My three favourite Sommeliers

My three favourite Sommeliers

 

With each Facebook connection, a notifications pops up, an anniversary, a reminder of events one year ago, it was to be the last. At the time we did not know, but a year later a sad reality.

2016 was the first year I would not and could not cook, with an Achilles injury caused by one to many silly jumps to the left. This gave me an unique opportunity to observe the whole commotion as an outsider, which in itself is a very hard thing to observe as a chef with limited movement, for me it was like watching the heart beat during open heart surgery being performed by a team of masters.

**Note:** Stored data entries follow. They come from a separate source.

PR #958, opened 2023-02-09
feat(timed): add buildProject value for backend

trowik:
# Description

add buildProject value for backend

# Issues

# Checklist

### DIFF
--- a/charts/timed/values.yaml
+++ b/charts/timed/values.yaml
@@ -104,6 +104,8 @@ backend:
     admins: []
     # -- Define allowed domains for CORS
     corsAllowedOrigins: []
+    # -- Define name for build projects
+    buildProject: " BUILD"
     hurricane:
       # -- request queue length before hurricane denies requests and toggles readiness
       reqQueueLen: 250
--- a/charts/timed/Chart.yaml
+++ b/charts/timed/Chart.yaml
@@ -2,7 +2,7 @@ apiVersion: v2
 name: timed
 description: Chart for Timed application
 type: application
-version: 0.15.3
+version: 0.15.4
 keywords:
   - timed
   - tracking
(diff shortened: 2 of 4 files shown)


trowik:
not sure about the chart version

charts/timed/values.yaml
```diff
@@ -104,6 +104,8 @@ backend:
     admins: []
     # -- Define allowed domains for CORS
     corsAllowedOrigins: []
+    # -- Define name for build projects
+    buildProject: " BUILD"
```
hairmare, line 108: is this whitespace legit?
```suggestion
    buildProject: "BUILD"
```
what's a build project?

hairmare:
you might also need to add something in `charts/timed/templates/configmap-backend.yaml` for this flag to do it's thing

charts/timed/values.yaml
trowik: The space there is on purpose.

Not really sure, but it's part of the Plan-Build-Run Model.
As far as I know we define them by using different cost centers in Timed , e.g. "DEVELOPMENT BUILD"

hairmare:
> not sure about the chart version

it's semver, so 0.x means you can do whatever you want. we tend to mostly increment the minor and only really update the patch release for actual fixes. at some point when charts start reaching 1.x, we'll have some real rules...

https://semver.org/

trowik:
> you might also need to add something in `charts/timed/templates/configmap-backend.yaml` for this flag to do it's thing

The value is just an env var that I already added to `config-backend.yaml`

trowik:
> > not sure about the chart version
> 
> it's semver, so 0.x means you can do whatever you want. we tend to mostly increment the minor and only really update the patch release for actual fixes. at some point when charts start reaching 1.x, we'll have some real rules...
> 
> https://semver.org/

alright, so 0.16.0 then

charts/timed/values.yaml
hairmare: oh, so the commercial "BUILD" and not something technical :sweat_smile: 

Do you know if maybe the existing `.redmine.buildProject` should be merged into this variable? 

https://github.com/adfinis/helm-charts/blob/dd9d46a7907c92f46615e018bdeee1f562410de0/charts/timed/templates/configmap-backend.yaml#L77

trowik: that one defines the name in Redmine, that is different from the one used in Timed

hairmare (approved):

trowik:
forgot to change the chart version...

hairmare:
> forgot to change the chart version...

doesn't matter that much, that's the nice thing about 0.x :)

PR #1002, opened 2023-03-23
feat: init keycloak-operator chart

hairmare:
# Description

After upstream declined accepting the offer of a community maintained keycloak-operator Helm chart I took a look at existing charts and came to the conclusion that most of them either support the legacy operator or are far from complete because they are either outdated or don't contain a clean way to manage an instance of the Keycloak CRDs as part of the initial deployment. This closes that gap by creating, imo fully featured, chart from scratch. In additional it also allows managing the realmimport CRD. AFAICT this will allow us to create ephemeral Keycloak installation with ie. identitiy federation. I still plan on doing some more tests with this deployment so we are sure that it really works, but the contents of this PR already work with chart-testing so it seems that they are already pretty close to being a working solution.

# Issues

# Checklist

* [x] ~add some simple pods for `helm test` that call the operator service and/or the included keycloak~ (there is too much operator in the loop for this to work)
* [x] figure out why the operator needs a service and potentially remove it or make it optional o_O


tongpu:
I won't find time to look at this before my holidays.

tongpu (commented):
One quick comment. Didn't yet find time for more.

charts/keycloak-operator/Chart.yaml
```diff
@@ -0,0 +1,18 @@
...
+description: Deploy Keycloak Operator and Keycloak
+type: application
+version: 0.1.0
+appVersion: "21.0.2"
+home: https://www.keycloak.org
+sources:
+  - https://github.com/keycloak/keycloak-k8s-resources
+  - https://github.com/adfinis-sygroup/helm-charts/tree/main/charts/keycloak-operator
+maintainers:
+  - name: adfinis-sygroup
```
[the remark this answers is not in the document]
hairmare: it's indicative of how long it took me to circle back to this chart and i'm fixing it in 077512c92d406b2411cb063dc127b8a6d756d33b.

eyenx:
Will look at it tomorrow

charts/keycloak-operator/templates/operator/clusterrole.yaml
```diff
@@ -0,0 +1,43 @@
...
+      - keycloaks/status
+      - keycloaks/finalizers
+    verbs:
+      - get
+      - list
+      - watch
+      - create
+      - delete
+      - patch
+      - update
```
tongpu, line 21: I think giving the operator all permissions would be acceptable here:

```suggestion
      - '*'
```

charts/keycloak-operator/templates/operator/clusterrole.yaml
```diff
@@ -0,0 +1,43 @@
...
+      - keycloakrealmimports/status
+      - keycloakrealmimports/finalizers
+    verbs:
+      - get
+      - list
+      - watch
+      - create
+      - delete
+      - patch
+      - update
```
tongpu, line 43: I think giving the operator all permissions would be acceptable here:

```suggestion
      - '*'
```

charts/keycloak-operator/templates/operator/deployment.yaml
```diff
@@ -0,0 +1,78 @@
...
+              path: /q/health/ready
+              port: http
+              scheme: HTTP
+            initialDelaySeconds: 0
+            periodSeconds: 30
+            successThreshold: 1
+            timeoutSeconds: 10
+          resources:
+            {{- toYaml .Values.operator.resources | nindent 12 }}
+      {{- with .Values.operator.nodeSelector }}
```
tongpu, line 67: If multiple instances of the operator can be deployed it might be a good idea to also add support for [podTopologySpreadConstraints](https://kubernetes.io/docs/concepts/scheduling-eviction/topology-spread-constraints/)

charts/keycloak-operator/values.yaml
```diff
@@ -0,0 +1,283 @@
...
+  # -- Configuration of the Keycloak server expressed as a keys and values that can be either direct values or references to secrets.
+  additionalOptions: ~
+  # - name: string
+  #   value: string
+  #   secret:
+  #     optional: bol
+  #     key: string
+  #     name: string
+
+  db:
```
tongpu, line 157: What's your opinion regarding adding a database chart as a dependency? It would make local development easier, but on the other hand some people might use in in production without knowing what they're getting themselves into.

charts/keycloak-operator/values.yaml
```diff
@@ -0,0 +1,283 @@
...
+    # -- The maximum size of the connection pool.
+    poolMaxSize: ~
+    # -- The database vendor.
+    vendor: ~
+    # -- Sets the database name of the default JDBC URL of the chosen vendor. If the `url` option is set, this option is ignored.
+    database: ~
+    # -- The minimal size of the connection pool.
+    poolMinSize: ~
+  features:
+    # -- Disabled Keycloak features
```
tongpu, line 187: It might be a good idea to add a link to the upstream docs here? Or is everything related to Keycloak configuration expected to be known by everyone deploying this service?

charts/keycloak-operator/templates/operator/service.yaml
tongpu, line 1: Is the service for the operator even required? Why would we talk to the operator via HTTP?

tongpu (commented):
Thanks a lot for your work! I think it looks pretty good already. Mostly some nitpicking comments.

charts/keycloak-operator/templates/operator/clusterrole.yaml
hairmare: It's based on the upstream clusterrole from [here](https://github.com/keycloak/keycloak-k8s-resources/blob/02a2913e2ad9e3454844bd8f6bb0ebfb03765c0e/kubernetes/kubernetes.yml#L137-L155), so i'd rather stick to that.

charts/keycloak-operator/templates/operator/clusterrole.yaml
hairmare: same here, it's based on [this](https://github.com/keycloak/keycloak-k8s-resources/blob/02a2913e2ad9e3454844bd8f6bb0ebfb03765c0e/kubernetes/kubernetes.yml#L157-L175)

charts/keycloak-operator/templates/operator/service.yaml
hairmare: It's most likely used for monitoring. i was never really able to confirm this, hence i made it optional via `operator.service.enabled` so we can figure out if it's needed later.

charts/keycloak-operator/values.yaml
hairmare: I've been thinking about that as well, but decided to not include a DB chart in the 0.1.0 release

charts/keycloak-operator/values.yaml
hairmare: I added a link in 96b6799a8537d05766a343bc2f68667465647a8d but i also assume some familiarity with keycloak and it's operator. I'm assuming this will hold true until the operator is more mature and reaches the auto pilot capability level.

tongpu (approved):
Looks good to me! Thanks a lot for your effort.

PR #1028, opened 2023-04-27
feat(misc-apps/reloader): new chart addition

eyenx:
# Description

Reloader helps us perform automatically a Rolling upgrade on the relevant DeploymentConfig, Deployment, Daemonset, Statefulset and Rollout if a ConfigMap or Secret used by it is changed. 

This would help us do rolling upgrades for some apps which need to be restarted upon secret change (Example Certificate is managed by cert-manager etc.)

# Issues
n/a

# Checklist

### DIFF
--- a/charts/misc-apps/Chart.yaml
+++ b/charts/misc-apps/Chart.yaml
@@ -20,5 +20,5 @@ annotations:
       description: |
         reloader: addition to misc-apps
       links:
-        - name: GitHub PR
-          url: https://github.com/adfinis/helm-charts/pull/1028
+        - name: GitHub project
+          url: https://github.com/stakater/Reloader
--- a/charts/misc-apps/Chart.yaml
+++ b/charts/misc-apps/Chart.yaml
@@ -2,7 +2,7 @@ apiVersion: v2
 name: misc-apps
 description: Argo CD app-of-apps config for miscellaneous small tools
 type: application
-version: 0.32.0
+version: 0.33.0
 home: https://github.com/adfinis/helm-charts/tree/main/charts/misc-apps
 sources:
   - https://github.com/adfinis/helm-charts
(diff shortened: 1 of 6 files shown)


charts/misc-apps/Chart.yaml
```diff
@@ -17,14 +17,8 @@ dependencies:
...
-          url: https://github.com/kedacore/keda/releases/tag/v2.10.0
-    - kind: changed
-      description: "keda: update chart from 2.9.3 to 2.10.1"
-      links:
-        - name: "feat: Ship KEDA Core v2.10.1 and align Kubernetes expectations"
-          url: https://github.com/kedacore/charts/pull/407
-        - name: "feat: prepare v2.10"
-          url: https://github.com/kedacore/charts/pull/400
+        - name: GitHub PR
+          url: https://github.com/adfinis/helm-charts/pull/xxx
```
hairmare, line 24: no need for self referential linking, please add some links that help discover reloader instead

charts/misc-apps/examples/reloader.yaml
```diff
@@ -0,0 +1,10 @@
+# reloader watching namespaces labeled with reloader=true and exporting metrics
+
+reloader:
+  enabled: true
+  project: infra-reloader
+  values:
+    reloader:
+      namespaceSelector: "reloader=true"
```
hairmare, line 8: is this really a string? why doesn't it use k8s api style specs?

hairmare:
also, can you add a description in this issue that explains what reloader is etc.

hairmare:
oh, and this seems to be missing an update to values.yaml and README.md as well as ci/default-values.yaml.

eyenx:
> oh, and this seems to be missing an update to values.yaml and README.md as well as ci/default-values.yaml.

YES cause I'm still working on this. Put in draft now. Sorry for the noise.

charts/misc-apps/examples/reloader.yaml
eyenx: 6213f5c

charts/misc-apps/Chart.yaml
eyenx: 4b2ce88

charts/misc-apps/examples/reloader.yaml
hairmare: is reloader just a kubectl wrapper? wouldn't a real k8s api client specify it as follows:
```yaml
namespaceSelector:
  reloader: "true"
```

eyenx: You are right. But the client expects this:

https://github.com/stakater/Reloader/blob/master/README.md?plain=1#L217

and the value is just passed over as argument in the deployment so...

gianklug (approved):
LGTM

PR #1061, opened 2023-06-28
infra-apps: actually update mimir-distributed

tongpu:
# Description

I forgot to actually update mimir-distributed in the previous PR #1060. This is the follow-up to bump

# Issues

Check if your setup requires [zone aware replication[(https://grafana.com/docs/mimir/latest/configure/configure-zone-aware-replication/) and disable it if not required (`ingester.zoneAwareReplication.enabled=false`, `store_gateway.zoneAwareReplication.enabled=false`).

When you work as a chef on a project as big as chefs who share, you want to give everything, you want to leave that final personality that final piece of yourself on the plate. This is not a small function, on this night each set of chefs might be cooking for 36 people, with seven different menu’s born from the creativity from fourteen very gifted chefs, it is intimidating as boundaries are stretched and rules broken…. One step beyond…as I watched the chaos as I was perched on my bar stool I was slightly over come with a sense of jealousy but also one of pride. Chefs come together in place unfamiliar and share their time, share art and leave visions of emotions on a plate for something bigger than themselves. It is unconditional.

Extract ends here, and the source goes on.